Excerpts from a dataset:

((

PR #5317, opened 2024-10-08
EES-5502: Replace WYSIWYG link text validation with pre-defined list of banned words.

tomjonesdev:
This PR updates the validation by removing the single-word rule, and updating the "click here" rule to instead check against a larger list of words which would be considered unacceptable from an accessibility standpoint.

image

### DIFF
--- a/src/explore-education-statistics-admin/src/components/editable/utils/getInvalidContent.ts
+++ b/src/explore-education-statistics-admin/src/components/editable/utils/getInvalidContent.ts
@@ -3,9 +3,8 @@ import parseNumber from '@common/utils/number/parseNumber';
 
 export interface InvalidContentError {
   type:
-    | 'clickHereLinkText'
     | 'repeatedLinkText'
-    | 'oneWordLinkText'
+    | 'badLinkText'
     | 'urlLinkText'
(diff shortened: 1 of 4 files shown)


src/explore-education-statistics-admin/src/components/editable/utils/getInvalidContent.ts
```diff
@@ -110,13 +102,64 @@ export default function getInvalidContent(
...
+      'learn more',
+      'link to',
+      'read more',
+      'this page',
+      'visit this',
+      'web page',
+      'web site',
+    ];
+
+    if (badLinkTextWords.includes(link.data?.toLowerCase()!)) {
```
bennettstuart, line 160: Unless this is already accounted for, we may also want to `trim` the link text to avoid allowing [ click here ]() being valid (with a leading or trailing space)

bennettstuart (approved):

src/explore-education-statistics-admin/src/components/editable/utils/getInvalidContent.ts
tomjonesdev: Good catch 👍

))
((

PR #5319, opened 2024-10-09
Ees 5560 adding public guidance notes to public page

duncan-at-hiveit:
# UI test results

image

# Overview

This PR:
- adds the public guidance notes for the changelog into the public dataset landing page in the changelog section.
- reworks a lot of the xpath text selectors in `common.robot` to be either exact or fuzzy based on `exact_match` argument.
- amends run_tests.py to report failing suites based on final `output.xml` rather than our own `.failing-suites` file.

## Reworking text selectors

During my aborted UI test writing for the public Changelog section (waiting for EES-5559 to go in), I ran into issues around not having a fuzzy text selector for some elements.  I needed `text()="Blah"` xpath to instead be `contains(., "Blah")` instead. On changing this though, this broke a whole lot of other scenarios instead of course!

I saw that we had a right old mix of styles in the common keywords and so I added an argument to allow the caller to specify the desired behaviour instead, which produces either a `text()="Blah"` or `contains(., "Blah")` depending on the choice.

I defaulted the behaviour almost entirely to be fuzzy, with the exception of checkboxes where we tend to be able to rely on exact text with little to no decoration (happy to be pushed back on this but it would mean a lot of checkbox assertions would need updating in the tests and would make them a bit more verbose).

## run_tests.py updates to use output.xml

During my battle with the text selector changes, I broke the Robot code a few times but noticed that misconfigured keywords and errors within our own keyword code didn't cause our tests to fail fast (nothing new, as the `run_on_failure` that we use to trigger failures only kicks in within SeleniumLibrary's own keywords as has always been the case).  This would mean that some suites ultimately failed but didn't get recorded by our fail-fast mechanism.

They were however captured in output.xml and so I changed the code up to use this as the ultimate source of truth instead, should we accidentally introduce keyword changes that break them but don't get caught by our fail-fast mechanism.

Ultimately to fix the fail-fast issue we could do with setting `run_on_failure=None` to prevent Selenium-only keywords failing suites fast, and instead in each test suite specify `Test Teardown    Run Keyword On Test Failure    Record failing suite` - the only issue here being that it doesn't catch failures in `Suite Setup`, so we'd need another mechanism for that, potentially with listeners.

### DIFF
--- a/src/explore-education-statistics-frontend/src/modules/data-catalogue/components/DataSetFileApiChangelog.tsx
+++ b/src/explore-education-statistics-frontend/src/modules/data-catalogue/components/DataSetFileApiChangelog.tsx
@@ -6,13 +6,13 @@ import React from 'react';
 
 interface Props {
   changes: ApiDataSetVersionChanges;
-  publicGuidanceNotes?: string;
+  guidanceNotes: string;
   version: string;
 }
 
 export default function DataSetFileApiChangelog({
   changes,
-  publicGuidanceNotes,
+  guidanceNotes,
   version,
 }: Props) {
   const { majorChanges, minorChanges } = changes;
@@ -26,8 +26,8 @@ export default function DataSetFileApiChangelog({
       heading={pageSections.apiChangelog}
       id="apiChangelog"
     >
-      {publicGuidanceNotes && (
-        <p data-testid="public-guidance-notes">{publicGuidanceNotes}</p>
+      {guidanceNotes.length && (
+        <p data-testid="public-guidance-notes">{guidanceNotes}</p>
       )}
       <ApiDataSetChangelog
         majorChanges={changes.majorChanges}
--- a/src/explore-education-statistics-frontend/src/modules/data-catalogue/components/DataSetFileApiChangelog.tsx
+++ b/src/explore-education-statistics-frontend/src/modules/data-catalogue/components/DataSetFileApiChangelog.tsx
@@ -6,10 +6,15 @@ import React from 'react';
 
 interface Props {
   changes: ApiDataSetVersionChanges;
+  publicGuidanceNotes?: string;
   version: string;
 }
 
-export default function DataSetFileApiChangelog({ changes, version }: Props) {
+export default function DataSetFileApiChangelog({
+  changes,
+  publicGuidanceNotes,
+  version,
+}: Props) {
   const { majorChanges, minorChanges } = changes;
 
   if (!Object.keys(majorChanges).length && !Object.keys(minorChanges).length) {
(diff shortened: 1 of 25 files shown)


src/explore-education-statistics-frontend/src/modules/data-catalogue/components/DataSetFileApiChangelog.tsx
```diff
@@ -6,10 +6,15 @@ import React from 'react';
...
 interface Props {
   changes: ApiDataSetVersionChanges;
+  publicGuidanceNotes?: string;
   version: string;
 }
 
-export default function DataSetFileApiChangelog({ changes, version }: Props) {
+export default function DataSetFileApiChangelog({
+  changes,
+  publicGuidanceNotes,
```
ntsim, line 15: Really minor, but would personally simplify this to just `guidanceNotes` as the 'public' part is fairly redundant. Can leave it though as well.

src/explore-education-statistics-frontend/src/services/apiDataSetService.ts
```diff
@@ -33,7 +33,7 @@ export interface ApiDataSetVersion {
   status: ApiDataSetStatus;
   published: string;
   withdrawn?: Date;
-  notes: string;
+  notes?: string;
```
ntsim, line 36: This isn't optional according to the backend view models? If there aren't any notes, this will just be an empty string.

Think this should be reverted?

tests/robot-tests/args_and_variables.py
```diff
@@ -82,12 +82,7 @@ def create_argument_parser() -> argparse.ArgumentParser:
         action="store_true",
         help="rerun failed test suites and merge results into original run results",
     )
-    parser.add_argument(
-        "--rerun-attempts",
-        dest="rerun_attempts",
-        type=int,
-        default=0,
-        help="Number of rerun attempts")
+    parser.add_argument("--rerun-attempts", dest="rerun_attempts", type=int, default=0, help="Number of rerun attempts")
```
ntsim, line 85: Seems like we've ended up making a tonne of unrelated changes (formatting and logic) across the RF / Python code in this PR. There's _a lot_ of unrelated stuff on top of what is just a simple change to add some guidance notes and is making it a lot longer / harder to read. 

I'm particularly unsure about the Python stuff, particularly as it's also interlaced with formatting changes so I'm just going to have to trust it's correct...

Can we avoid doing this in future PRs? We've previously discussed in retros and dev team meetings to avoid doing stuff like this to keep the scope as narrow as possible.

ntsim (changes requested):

))

> AIM OF THE EXERCISE:
Scan the data above and copy every line with "fuzzy" in it.

> ANSWER BELOW:
- reworks a lot of the xpath text selectors in `common.robot` to be either exact or fuzzy based on `exact_match` argument.
During my aborted UI test writing for the public Changelog section (waiting for EES-5559 to go in), I ran into issues around not having a fuzzy text selector for some elements.  I needed `text()="Blah"` xpath to instead be `contains(., "Blah")` instead. On changing this though, this broke a whole lot of other scenarios instead of course!
I defaulted the behaviour almost entirely to be fuzzy, with the exception of checkboxes where we tend to be able to rely on exact text with little to no decoration (happy to be pushed back on this but it would mean a lot of checkbox assertions would need updating in the tests and would make them a bit more verbose).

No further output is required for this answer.